Senate GOP sees smoother ride for Brennan nomination
Senate Republicans said the confirmation process for John Brennan, the White House pick to head the CIA, will go much smoother than the bitter, partisan fight that embroiled the ultimately successful confirmation of Defense Secretary Chuck Hagel.
“I am sure there is going to be some opposition, but I do not think it is going to be as intense as it was with Secretary Hagel,” Senate intelligence committee members Sen. Susan Collins (R-Maine) told The Hill on Thursday.
{mosads}Sen. Chuck Grassley (R-Iowa) said there were very few parallels between GOP opposition to Hagel’s confirmation and Senate Republicans’ frustrations over the Brennan nomination.
Those differences, he added, all but guarantee the White House counterterrorism chief will have a smoother path toward confirmation, once the full Senate takes up the bid.
The Senate Select Committee on Intelligence is scheduled to vote on the Brennan nomination next week. If approved by the committee, the nomination would go before the full Senate. After highly contentious hearings and a filibuster, the Senate confirmed Hagel on Tuesday, 58-41.
“There was a lot of opposition, due to qualifications” over the Hagel bid, according to Grassley. “I do not think you are going to have [the same] opposition over qualifications for Brennan.”
The main GOP opposition to Brennan, Grassley said, is rooted in the ongoing battle between Senate Republicans and the White House over information on the CIA’s armed drone program and Brennan’s participation in the White House’s initial response to last September’s terror attack in Benghazi, Libya.
“I think everyone feels Brennan is qualified, they may not like him, but he is qualified,” Grassley added.
But the growing frustration among committee members over the White House’s disclosure delays was quickly reaching a breaking point, Sen. John McCain (R-Ariz.) told reporters on Thursday.

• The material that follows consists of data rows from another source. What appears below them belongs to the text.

PR #1369, opened 2022-09-28
JAVA-246: RowBatcher and QueryBatcher now provide access to timestamp

rjrudin:
Allows for client to perform subsequent operations using that same timestamp.

Note that QueryBatcher provides access to this via the argument passed to QueryBatchListener, though that of course requires a bit more effort for a user to get than simply calling getServerTimestamp after the job completes.


rjrudin:
I pulled this into 5.6.0 in preparation for needing it for our future query capability for Kafka and any other connector that will use `RowBatcher`. This simple getter is critical for allowing the connector to follow up with a query for the latest dateTime value in a user-defined index so that the on the subsequent job run, the connector can constrain the user's query to only those records with a dateTime greater than the looked-up value from the current job run.

BillFarber (approved):

anu3990 (approved):

rjrudin:
Ack - this used the wrong JIRA ID, should be JAVA-234

PR #1371, opened 2022-09-30
JAVA-246: Moving new bindParam methods to Plan

rjrudin:
Had to implement the methods in RawPlanImpl since it does not have a common parent with PlanSubImpl. Added a test for a raw plan to cover this new code.

### DIFF
--- a/marklogic-client-api/src/main/java/com/marklogic/client/impl/RowManagerImpl.java
+++ b/marklogic-client-api/src/main/java/com/marklogic/client/impl/RowManagerImpl.java
@@ -47,7 +47,6 @@ import com.marklogic.client.MarkLogicInternalException;
 import com.marklogic.client.Transaction;
 import com.marklogic.client.expression.PlanBuilder;
 import com.marklogic.client.expression.PlanBuilder.Plan;
-import com.marklogic.client.expression.PlanBuilderBase;
 import com.marklogic.client.impl.RESTServices.RESTServiceResult;
 import com.marklogic.client.impl.RESTServices.RESTServiceResultIterator;
 import com.marklogic.client.io.*;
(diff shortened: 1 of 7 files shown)


marklogic-client-api/src/main/java/com/marklogic/client/impl/RowManagerImpl.java
```diff
@@ -1718,6 +1718,26 @@ public Plan bindParam(PlanParamExpr param, PlanParamBindingVal literal) {
 
       return parameterize(getHandle(), nextParams);
     }
+
+    @Override
+    public Plan bindParam(String param, AbstractWriteHandle content) {
+      throw new UnsupportedOperationException("TODO Unclear if this needs to be supported for a raw plan");
```
rjrudin, line 1724: @anu3990 @ehennum @llinggit  I don't know if `RawPlanImpl` should support these methods or not. Does it make sense for a raw plan to have content and attachments bound to it? I don't know the answer.

ehennum: Yes, @rjrudin, that's the reason the specification of the structure of the input data in fromParam() and of the subsequent processing of the input data in the rest of the plan is separate from the provision of the input data in result() or execute().

The same plan can be used to process any number of batches of data.

In the future, after RowManager supports fromParam(), RowBatcher could be constructed with the plan but take a stream of rows to be batched and sent to the server.

Makes sense?

rjrudin: Thanks @ehennum - does that mean that these methods should be implemented in `RawPlanImpl`, basically in the same fashion as they are in `PlanSubImpl`? 

By the way, I'm testing out a `bindParam(param, DocumentWriteSet)` right now - that should work fine, there are just a couple questions with it that we can go over today.

ehennum: Apt point, @rjrudin .  Yes, I would think that PlanBase should declare the new bindParam() methods such that PlanBuilder.Plan and thus RawPlan inherits them (and thus RawPlanImpl would implement them as in PlanSubImpl, ideally through shared implementation functions and classes).

anu3990 (approved):

PR #1382, opened 2022-10-12
Ignoring a couple Optic export tests

rjrudin:
Also deleted obsolete Eclipse files, which shouldn't have been added to git (they were giving VSCode a real headache).


rjrudin:
Ignoring all of these until the export bug is fixed, will re-enable again soon

PR #1392, opened 2022-10-17
Updating tests based on 57902 fix

rjrudin:
When using `write()`, rows can now be returned.


rjrudin:
Merging this so I can get a clean run on #1390

Issue #1405, opened 2022-10-24
WriteBatcher does not write documents when total documents provided is less than 100 and without using withBatchSize


anu3990:
So we can address your issue, please include the following:
### Version of MarkLogic Java Client API
See Readme.txt

### Version of MarkLogic Server

See admin gui on port 8001 or run xdmp:version() in Query Console - port 8000)

### Java version

Run `java -version`

### OS and version

For MAC, run `sw_vers`. \
For Windows, run  `systeminfo | findstr /B /C:"OS Name" /C:"OS Version"`\
For Linux, run `cat /etc/os-release` and `uname -r`

### Input: Some code to illustrate the problem, preferably in a state that can be independently reproduced on our end

DataMovementManager moveMgr = Common.client.newDataMovementManager();
        WriteBatcher writeBatcher = moveMgr.newWriteBatcher();
        DocumentMetadataHandle meta = new DocumentMetadataHandle().withCollections("RowManagerValidateDocTest");
        moveMgr.startJob(writeBatcher);
        for(int i=0; i<99; i++){
            writeBatcher.addAs("test"+i, meta, new StringHandle("<Doc><key>"+i+"</key><Value>value"+i+"</Value></Doc>").withFormat(XML));
        }
        writeBatcher.awaitCompletion();
        moveMgr.stopJob(writeBatcher);

### Actual output: What did you observe? What errors did you see? Can you attach the logs? (Java logs, MarkLogic logs)
No documents were written to the database

### Alternatives: What else have you tried, actual/expected? 
If the total number of documents was >= 100, all the documents were written. Also, when we use withhBatchSize, all the documents were written. For example, all the 99 documents were written to the database -

DataMovementManager moveMgr = Common.client.newDataMovementManager();
        WriteBatcher writeBatcher = moveMgr.newWriteBatcher().withBatchSize(99);
        DocumentMetadataHandle meta = new DocumentMetadataHandle().withCollections("RowManagerValidateDocTest");
        moveMgr.startJob(writeBatcher);
        for(int i=0; i<99; i++){
            writeBatcher.addAs(DIRECTORY+i, meta, new StringHandle("<Doc><key>"+i+"</key><Value>value"+i+"</Value></Doc>").withFormat(XML));
        }
        writeBatcher.awaitCompletion();
        moveMgr.stopJob(writeBatcher);

anu3990:
We can use flushAndWait instead of awaitCompletion.

PR #1406, opened 2022-10-24
WriteBatcher does not write documents when total documents provided is less than 100 and without withBatchSize

anu3990:
* What issue are you addressing with this pull request? https://github.com/marklogic/java-client-api/issues/1405
* OS and version

### DIFF
--- a/marklogic-client-api/src/main/java/com/marklogic/client/datamovement/impl/BatcherImpl.java
+++ b/marklogic-client-api/src/main/java/com/marklogic/client/datamovement/impl/BatcherImpl.java
@@ -24,7 +24,7 @@ import java.util.concurrent.atomic.AtomicBoolean;
 public abstract class BatcherImpl implements Batcher {
   private String jobName = "unnamed";
   private String jobId = null;
-  private int batchSize = 100;
+  private int batchSize = 0;
   private int threadCount = 1;
   private ForestConfiguration forestConfig;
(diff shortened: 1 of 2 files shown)


marklogic-client-api/src/main/java/com/marklogic/client/datamovement/impl/BatcherImpl.java
```diff
@@ -24,7 +24,7 @@
 public abstract class BatcherImpl implements Batcher {
   private String jobName = "unnamed";
   private String jobId = null;
-  private int batchSize = 100;
+  private int batchSize = 0;
```
rjrudin, line 27: I don't think this change can be made at this level; a QueryBatcherTest test is failing due to a divide-by-zero change. At minimum, I think this change needs to happen within WriteBatcherImpl so that it does not impact RowBatcher or QueryBatcher. 

Also, there's logging indicating that this is immediately set to a batch size of 1- "11:00:52.984 [main] WARN  c.m.c.d.impl.WriteBatcherImpl - batchSize should be 1 or greater--setting batchSize to 1". We wouldn't want that appearing any time the user doesn't explicitly set batch size. 

I'll ping you internally about this, as I'm not sure that the current behavior is a problem - i.e. the test you wrote can easily be made to pass by using `flushAndWait` instead of `awaitCompletion`.

rjrudin (changes requested):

“I am not particularly interested in holding up [Brennan’s] nomination,” McCain said. He added, however, that given the administration’s lackluster response to queries from Capitol Hill, lawmakers “deserve answers” on both drones and Benghazi.
That frustration prompted intelligence committee chief Sen. Dianne Feinstein (D-Calif.) to postpone the panel’s vote on Brennan’s nomination to next week, a Senate aide told The Hill.
This is the second time committee members have opted to delay a vote on Brennan’s confirmation since his hearings began before the panel on Feb. 7. The intelligence committee had been expected to vote on the nomination Thursday.
Sen. Saxby Chambliss (R-Ga.), the ranking member on the intelligence panel, is leading the review of recently released Benghazi documents to committee members.
Those documents, according to Chambliss, show Brennan had a direct role in drafting the White House talking points on the attack, which defended the initial protest-gone-wrong scenario in Benghazi.
The attack on the U.S. consulate in Benghazi ended with the deaths of four Americans, including Ambassador Chris Stevens.
Weeks later, administration officials reversed course and admitted the consulate strike was a coordinated attack by Islamic extremists operating in Libya.
For their part, the White House has “done a pretty good job over the past 48 hours” in providing Congress information on the Benghazi attack and Brennan’s role in the White House response, Chambliss said, referring to the documents which were released Tuesday.
However, “we have not gotten all of the documents yet,” Chambliss said.
He refused to comment on what other information the committee was seeking and whether it focused strictly on Benghazi or the White House’s armed drone program.
“It’s a combination of documents,” Chambliss said, adding he was confident the Obama administration would hand over all the materials requested by the committee no later than Friday.
“They are documents that should have been produced [to the committee] long ago,” he added.
On Thursday, Feinstein said she was “assured the second set [of information] is forthcoming” from the White House, adding the committee vote delay would give members “time to digest” the new information.
“I was assured as late as last night in conversations with the White House that it was going to be provided,” she added, noting the incoming information would be classified.
When asked if the disclosures would be enough to get the Brennan nomination moving forward, Feinstein replied: “That’s my hope.”